I saw quite a few Worldmark inventory units in points recently.  :ignore:

I'm thinking exchange thru the Wyndham/RCI portal into Worldmark to access RCI points inventory.


----------



## Tacoma (Mar 8, 2011)

I would post on the exchange board that you would like to exchange Wyndham points for Worldmark points.  I'm sure there would be lots of worldmark owners that would consider it.  You'd make the reservation for them and they'd make one for you.  The biggest risk is Worldmark charges the owner if the guest damages the unit but if you are careful who you are dealing with this should be a minor issue.  The best part is you get exactly what you want and don't pay an exchange fee if you start far enough out.

Joan


----------



## ausman (Mar 9, 2011)

JimMIA said:


> Here's my question:  *Is it realistic to attempt to get a Worldmark reservation using Club Wyndham points?*  Or are all those cute little dots on the map just window dressing?



My vote is they are window dressing.

Possible, yes. likely no.

Inventory is loaded  for the couple of units available at varying times. You have to be obsessive compulsive with checking and the odds are not favourable.

Much better as suggested previously to do an exchange/arrangement with a Worldmark owner.


----------



## Cheryl20772 (Mar 9, 2011)

We were able to spend a week in the Worldmark in New Braunfels, TX about 2 years ago.  It was off season and I really don't remember how much in advance the reservation was made.  It will depend on how much time the listed resort has put into the Wyndham pool of points.  So, I would not say it's impossible by any means!

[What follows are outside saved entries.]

PR #78, opened 2019-03-06
[1096] Add org show

dankmitchell:
### Context
Replica of the current c# ui 🤓 

Add org show view

### Guidance to review
screenshot 2019-03-06 at 15 12 22

### DIFF
--- a/app/controllers/providers_controller.rb
+++ b/app/controllers/providers_controller.rb
@@ -4,4 +4,8 @@ class ProvidersController < ApplicationController
   def index
     @providers = Provider.all
   end
+
+  def show
+    @provider = Provider.where(institution_code: params[:id]).first
+  end
 end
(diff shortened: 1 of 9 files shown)


misaka:
Just noticed that the `course_count` method on `Provider` isn't tested, and also the view that uses it. Seems like we're missing request/feature specs here.

app/controllers/providers_controller.rb
```diff
@@ -4,4 +4,8 @@ class ProvidersController < ApplicationController
   def index
     @providers = Provider.all
   end
+
+  def show
+    @provider = Provider.where(institution_code: params[:id]).first
```
defong: Provider.find(institution_code: param[:id])

?

defong:
[Add org show view](https://trello.com/c/eWCanfEJ/1096-add-org-show-view)

app/controllers/providers_controller.rb
dankmitchell: You can't use `find` when looking up anything other than the `id` and the `json_api_client` doesnt support `find_by`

We own Wyndham points at Panama City Beach and here's a picture from our visit to Worldmark New Braunfels




Exterior Buildings by Cheryl20772, on Flickr


----------



## jdunn1 (Mar 9, 2011)

Just wanted to add that it is equally as hard for a Worldmark owner to book a room at one of the select (usually less desirable) Wyndham properties we are allowed to exchange into.  Worldmark allows owners to waitlist for Wyndham properties and I do not think it is unheard of for Worldmark and Wyndham to add units to the pool of inventory to match exchanges between the two companies.  A waitlist might be your best option.  As a Worldmark owner, I just got put on a waitlist for Myrtle Beach.  I do not think my odds are great at getting that exchange, but I think I stand a better chance than an ongoing search through RCI.


----------



## puppymommo (Mar 9, 2011)

chriskre said:


> I'm thinking exchange thru the Wyndham/RCI portal into Worldmark to access RCI points inventory.



I don't understand how you can access RCI POINTS through the Wyn/RCI Portal.


----------



## learnalot (Mar 9, 2011)

puppymommo said:


> I don't understand how you can access RCI POINTS through the Wyn/RCI Portal.



You have to have Plus Partners and use Nightly Stays.  I don't know that all the RCI Points inventory is available through Nightly Stays, but some is.


----------



## John P (Mar 14, 2011)

*Worldmark Reservations*



JimMIA said:


> Here's my question:  *Is it realistic to attempt to get a Worldmark reservation using Club Wyndham points?*  Or are all those cute little dots on the map just window dressing?
> 
> Several timeshare gurus who I respect say it's all just window dressing.
> 
> ...



This year we have three nights at Rancho Vistoso, three nights at Angels Camp and a week at Windsor, CA all with Wyndham points over the Wyndham website.  You have to look early and every day but they are available.


----------



## JimMIA (Mar 15, 2011)

John P said:


> This year we have three nights at Rancho Vistoso, three nights at Angels Camp and a week at Windsor, CA all with Wyndham points over the Wyndham website.  You have to look early and every day but they are available.


Thanks John.  That's the kind of actual experience I was looking for.  I know it won't be easy.


----------